### [Recorded data]

Issue #1626, opened 2026-07-10
perf(block): async cache write-back on the cold-read path


marmos91:
## Context

Follow-up from #1625 (cold-read demand-fetch parallelization). While tracing the cold-read path, the second-biggest structural stall after serial fetching is the **inline cache write-back**.

## Problem

In `inlineFetchOrWait` → the fetched block is persisted to the local CAS tier with a **synchronous** `local.Put(ctx, hash, data)` (`pkg/block/engine/fetch.go`, ~line 487) *before* the bytes are returned to the reader. So every demand block pays an **8 MiB local-disk write on the read's critical path**, on top of a full blake3 re-verify.

With #1625 the S3 GETs now run in parallel, which makes this inline write-back a larger relative share of cold-read latency.

## Why it's not a trivial revert

Background write-back was tried before and reverted (#1362): the naive version spawned a goroutine per block, each pinning 8 MiB of data, and OOM'd under load. So the correct form is **not** one goroutine per block — it's a **bounded write-back queue**: a fixed worker count with backpressure, so at most N×8 MiB is in flight, and a full queue blocks (or falls back to inline) rather than growing unboundedly.

## Proposed approach

- Return the verified bytes to the caller first, enqueue the `local.Put` to a bounded write-back pool.
- Bound memory explicitly (fixed workers × block size); apply backpressure when full.
- Preserve the #1362 invariant: a read that observes a block as "cached" must not race a not-yet-persisted write-back into re-fetching (keep the in-flight/synced markers correct across the async boundary).
- Deterministic test: assert the read returns before the `local.Put` completes (inject latency into the local store's Put), and that total in-flight write-back memory stays bounded.

## Value

Removes an 8 MiB disk write from every cold demand block's critical path. Complements #1625; together they target the full cold-read wall.

marmos91:
Closing as obsolete. The cost model this issue targeted was invalidated by the journal switchover.

- The `local.Put` on the "local CAS tier" (an 8 MiB disk write + BLAKE3 re-verify on the read's critical path) no longer exists. The write-back at `fetch.go` is now `Hydrate` → buffered journal append (`appendRecord`, `synced=true`) which **never fsyncs per call** — fsync is amortized at segment seal/rotation. The expensive thing to defer is gone; what remains is a memcpy + buffered `write()` to page cache under a shard lock.
[...]

PR #1636, opened 2026-07-10
perf(block): offset-based sliding-window readahead for cold-from-S3 reads

marmos91:
## Summary

Raises cold-from-S3 sequential-read throughput by keeping the local read-serving tier populated **ahead** of the reader, instead of demand-fetching each block on the S3-GET critical path.

**Measured on a real VM (Scaleway POP2-8C-32G, fr-par S3, seq-read large, genuinely-cold):**

| dfs | cold MB/s | p50 | p99 |
|---|---|---|---|
| develop | 74 | 3.6 ms | **566 ms** |
| this branch | **115** | 4.0 ms | **13 ms** |

**+55% throughput, and the p99 tail collapses 566 ms → 13 ms (43×)** — the reader no longer stalls on the ~566 ms S3-GET tail because the window has already fetched the block.

> Note: the cold measurement is only trustworthy with the eviction fix in #1635 (which makes the "cold" pass actually fetch from S3 instead of the local block volume). Merge that first for reproducibility.

## Root cause

The old read-prefetch only advanced on a local **miss** (inside `EnsureAvailableAndRead`). Once a sequential reader started serving blocks from the local tier, `EnsureAvailableAndRead` was no longer reached, so the window stopped sliding exactly when it needed to stay ahead. The geometric 1→2→4 ramp also never caught up (the reader drains a local block faster than one S3 fetch completes).

## What changed

- **Drive readahead from `Store.ReadAt` on EVERY read** via an offset/frontier-based sliding window (`Syncer.scheduleReadahead` + `planWindow`). Keeps a full fixed window (`PrefetchBlocks`) of blocks fetched ahead of the read frontier, each scheduled exactly once (`scheduledUpTo`); random access schedules nothing.
- **Route the SyncQueue prefetch worker (`fetchBlock`) through `inlineFetchOrWait`** so prefetch registers in the in-flight dedup map: a demand read for an in-flight block piggybacks instead of issuing a duplicate S3 GET. `fetchBlock` also skips already-local blocks.
- **Retire the dead read-prefetch paths**: the geometric on-miss `enqueuePrefetch`, the never-firing `cache.OnRead` read hint (the RAM cache is off the read path), and the now-orphaned `planReadahead`/`enqueuePrefetch`/`blockIsLocal`/`computeFileSize`.

## Tests

Deterministic guards for `planWindow` (schedule-once, slides, random-reset) and `scheduleReadahead` (fires on every read incl. local hits — fails on develop). 334 engine + 1275 block/adapter tests green under `-race`; `go vet` + `golangci-lint` clean.

## Follow-up

~115 MB/s still trails the ~688 MB/s 16-wide S3 ceiling. The next lever is removing the synchronous `local.Put` staging from the fetch path (async bounded write-back / RAM L0, #1626) so S3 bandwidth reaches the reader directly.

### DIFF
--- a/pkg/block/engine/engine_test.go
+++ b/pkg/block/engine/engine_test.go
@@ -1,6 +1,7 @@
 package engine
 
 import (
+	"bytes"
 	"context"
 	"strings"
 	"sync"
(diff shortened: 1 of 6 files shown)


marmos91:
Addressed Copilot review:
- **fetch.go comment** — reworded; each block is scheduled at most once (via `scheduledUpTo`), the worker just skips a block that a demand read staged locally in the meantime.
- **readahead.go dropped-enqueue** — documented as intentional rather than adding rollback logic. A dropped best-effort prefetch is **not** a window hole: the reader's own demand fetch (`EnsureAvailableAndRead`) still serves the block, just without the head start. Rolling `scheduledUpTo` back on a drop would cause re-enqueue churn every read under a saturated queue, deepening the saturation — degrading prefetch→demand is the correct backpressure. Comment added at the enqueue loop.

Issue #1629, opened 2026-07-10
SMB: NTLM authentication for AD users via netlogon pass-through (enables Explorer double-click browsing of a discovered server)


marmos91:
## Summary

With LAN service discovery (#1609), a DittoFS SMB server now appears in **Windows
Explorer → Network**. **Double-clicking** the discovered computer, however, fails
to authenticate **AD/domain users**: dfs cannot validate an NTLM logon against
Active Directory because it has no **netlogon secure channel** (machine account +
NTLM pass-through) to the DC.

Mounting by the Kerberos name (`\\vm2.cubbit.local\ditto`) works today — this
issue is specifically the **NTLM ↔ AD** path that Explorer double-click depends on.

## Why double-click uses NTLM (not Kerberos)

When you double-click the discovered entry, Windows connects by the **discovery
name / IP**, which is **not** a Kerberos SPN. With no SPN to request a ticket
for, the SMB client falls back to **NTLM**. So the discovered-browse experience
inherently requires the server to accept NTLM.

## Root cause

dfs's SMB NTLM path validates only against the **local UserStore**. For an AD
user it finds no local account and returns `STATUS_LOGON_FAILURE`. There is no
secure channel to the DC to pass the NTLM response through for validation
(`NetrLogonSamLogon` / schannel).

Observed on the AD testbed (double-click as `CUBBIT\alice`):

```
NTLM AUTHENTICATE message parsed username=alice domain=CUBBIT workstation=VM1 isAnonymous=false
User not found in UserStore username=alice error=user not found
Sent SMB2 response command=SESSION_SETUP status=STATUS_LOGON_FAILURE
```

Authorization is **not** the problem: `CUBBIT\alice` is granted on the share
(resolved to her AD SID via the LDAP idp), and the same user authenticates and
mounts fine over **Kerberos**.

## What works today

- **Kerberos** SMB via the SPN FQDN (`\\vm2.cubbit.local\ditto`): keytab-validated,
  PAC SID → LDAP → share grant (#1528). Terminal `net use` and Explorer address-bar
  both succeed.

## Proposed work

Implement NTLM pass-through authentication for domain users:

1. Provision/join a **machine account** for the DittoFS server (secret already has
   partial scaffolding — see `cmd/dfs/commands/netlogon.go`, the `machine_sid`
   setting, `wireNetlogonReload`).
2. Establish a **netlogon secure channel** to the DC and validate the client's
[...]

Issue #1325, opened 2026-06-22
AD: hot-reload NETLOGON machine credential (no restart)


marmos91:
## Context
Follow-up to #1314 (SMB NTLM passthrough via NETLOGON / MS-NRPC). Part of the AD umbrella #1231.

The first NETLOGON cut applies machine-account credential changes **on restart** (same posture as the kerberos keytab today). #1311 already added `NotifyIdentityProviderConfigChange`, which LDAP uses to hot-reload live.

## Ask
Hot-reload the NETLOGON machine credential / DC binding without a restart:
- On an identity-provider config change for the machine-account sub-block, tear down and rebuild the cached `SecureChannel` atomically (no in-flight logon disruption).
- Mirror the LDAP hot-reload path wired in #1311.

## Notes
- Pure operational nicety; no protocol change.
- Must be safe under concurrent logons (the secure channel is mutex-guarded + sequence-chained).

marmos91:
Blocked by #1314. The base NETLOGON/MS-NRPC implementation does not exist yet — there is no `netlogon` package, `MachineCredentialProvider` interface, or `SecureChannel` in the tree, and #1314 is still open. This issue extends that foundation ("the first NETLOGON cut"), so it cannot start until #1314 lands. Marking the dependency so the ordering is explicit.

marmos91:
Fixed by #1369 (merged to develop 2026-06-23): NETLOGON machine credential now hot-reloads without a server restart.

PR #1639, opened 2026-07-10
feat(netlogon): dfsctl netlogon status + rotate (#1631)

### LINKED ISSUE #1631: SMB/NETLOGON: dfsctl netlogon status + rotate for the running server
## Summary

Follow-up to #1629 (NTLM↔AD pass-through). That PR added a self-contained,
config-scoped `dfs netlogon test` probe. This tracks the richer **operator surface
against the running server**: `dfsctl netlogon status` and `dfsctl netlogon rotate`.

## Motivation

Today the machine-account join/rotation is invisible at runtime: the online-join
fires lazily on the first domain logon and the password rotates on a timer, with
no way to inspect state or force a rotation without reading the server log.

## Proposed commands

- `dfsctl netlogon status` — report: enabled, provider (offline/online-join),
  account name, DC/realm/NetBIOS domain, joined?, secure-channel health, last/next
  rotation.
- `dfsctl netlogon rotate` — force a machine-password rotation now.

## Why it's non-trivial (wiring notes from the #1629 investigation)

There is currently **no path from the control-plane API/Runtime to the
`*netlogon.Authenticator`** — it's a local var in `runStart`, injected into the SMB
adapter (`SetNetlogonAuthenticator`) and held in a private field with no getter.
Implementing this needs:

1. **New introspection surface** on `internal/auth/netlogon`: getters for provider
   type / account / joined-state / channel-connected / last-rotation on
   `Authenticator` / `onlineProvider` / `RotationManager` (none exist today).
2. **Expose the authenticator to the Runtime**, e.g. `rt.SetAdapterProvider("netlogon", handle)`
   in `SetNetlogonAuthenticator` (mirrors the NFS client provider pattern).
3. **API handler + router route** under `RequireAdmin()` (mirror `/identity-providers`),
   plus `apiclient` methods + DTOs.
4. **A correct rotate entrypoint**: `Authenticator.RotatePassword` alone only sets the
   password on the DC — it does NOT persist/switch the secret. The complete rotation
   is the unexported `onlineProvider.rotate` (PasswordSet2 → update in-memory →
   persist). A `rotate` endpoint must call that (e.g. a new `RotationManager.RotateNow()`),
   or it will desync the persisted secret from the DC.

## Acceptance

`dfsctl netlogon status` shows live machine-account/secure-channel state, and
`dfsctl netlogon rotate` performs a correct (persist+switch) rotation on the
running server.

## Related
- #1629 — NTLM↔AD pass-through (the feature this manages)

marmos91:
## Summary

Closes #1631. Follow-up to #1629. Adds the operator surface for the NETLOGON machine account against the **running** server: `dfsctl netlogon status` and `dfsctl netlogon rotate`. Previously the machine-account join/rotation was invisible at runtime (online-join fires lazily on the first domain logon; the password rotates on a timer) with no way to inspect state or force a rotation without reading the server log.

## Commands

```
$ dfsctl netlogon status          # enabled, provider (offline/online-join), account,
                                  # realm/NetBIOS/DC, joined?, channel health, last/next rotation
$ dfsctl netlogon rotate          # force a correct (PasswordSet2 + persist) machine-password rotation
```

`status` is **non-intrusive** — it reads cached provider state and never calls `Credential()`, so it cannot trigger the lazy AD join. `rotate` is valid only for the online-join provider (which owns the password lifecycle); the offline/static provider returns a clear error (HTTP 409).

## Wiring (full stack)

- **netlogon introspection** (`internal/auth/netlogon`): `Authenticator.Connected()`, side-effect-free `onlineProvider.snapshot()` / `MutableProvider.snapshot()`, `RotationManager.nextRotation()`, and a `Controller` (status.go) bundling auth + provider + rotation.
- `online.go`: `rotate()` records `lastRotation` under a new `rotateMu` so a manual rotate can't race the scheduled timer into a DC/persist desync.
- **Runtime exposure**: `buildNetlogonAuthenticator` returns a `*Controller`; `start.go` registers it via `rt.SetNetlogonController(...)` → `SetAdapterProvider("netlogon", ...)` (mirrors the NFS-client-provider pattern).
- **Admin API**: `GET /api/v1/netlogon/status`, `POST /api/v1/netlogon/rotate` under `RequireAdmin()` (mounted only when a controller is registered); apiclient DTOs; dfsctl commands. CLI docs regenerated.

## Rotate correctness

`Controller.Rotate` routes through `onlineProvider.rotate` — the COMPLETE rotation (PasswordSet2 on the DC → switch the in-memory credential → persist) — never the bare `Authenticator.RotatePassword` (which would set the DC password without persisting, desyncing the stored secret). Per code review, the rotation now also runs under a **detached context** (`context.WithoutCancel` + a 2-minute timeout, mirroring the scheduler) so a client-side cancellation (dropped connection / the apiclient 30s deadline) can't abort it between the DC set and the persist and leave the stored secret out of sync.

## Tests

`status_test.go` (offline/online status, the no-join guarantee, complete-rotation persist+switch, next-rotation schedule) and `handlers/netlogon_test.go` (nil-controller 404, offline status, offline rotate → 409). `go build ./...`, `go vet ./...`, and the netlogon / api-handler / dfsctl / apiclient test suites all green.

## Validation

Live-validated on a real Windows AD DC (cubbit.local, online-join provider): `dfsctl netlogon status` showed `provider=online-join`, `Joined=no` **before** any logon (proving the non-intrusive read), and `dfsctl netlogon rotate` performed a real online-join (`DITTOFS-OJ$` provisioned + persisted) followed by `NetrServerPasswordSet2` — HTTP 200, `Last rotation` stamped, repeatable across restarts.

### [The problem]
What you return must be an exact retyping of the lines above starting at the line with "p50 | p99 |" and ending at the line with "- **Route the", and nothing besides.

### [Answer for the task]
| dfs | cold MB/s | p50 | p99 |
|---|---|---|---|
| develop | 74 | 3.6 ms | **566 ms** |
| this branch | **115** | 4.0 ms | **13 ms** |

**+55% throughput, and the p99 tail collapses 566 ms → 13 ms (43×)** — the reader no longer stalls on the ~566 ms S3-GET tail because the window has already fetched the block.

> Note: the cold measurement is only trustworthy with the eviction fix in #1635 (which makes the "cold" pass actually fetch from S3 instead of the local block volume). Merge that first for reproducibility.

## Root cause

The old read-prefetch only advanced on a local **miss** (inside `EnsureAvailableAndRead`). Once a sequential reader started serving blocks from the local tier, `EnsureAvailableAndRead` was no longer reached, so the window stopped sliding exactly when it needed to stay ahead. The geometric 1→2→4 ramp also never caught up (the reader drains a local block faster than one S3 fetch completes).

## What changed

- **Drive readahead from `Store.ReadAt` on EVERY read** via an offset/frontier-based sliding window (`Syncer.scheduleReadahead` + `planWindow`). Keeps a full fixed window (`PrefetchBlocks`) of blocks fetched ahead of the read frontier, each scheduled exactly once (`scheduledUpTo`); random access schedules nothing.
- **Route the SyncQueue prefetch worker (`fetchBlock`) through `inlineFetchOrWait`** so prefetch registers in the in-flight dedup map: a demand read for an in-flight block piggybacks instead of issuing a duplicate S3 GET. `fetchBlock` also skips already-local blocks.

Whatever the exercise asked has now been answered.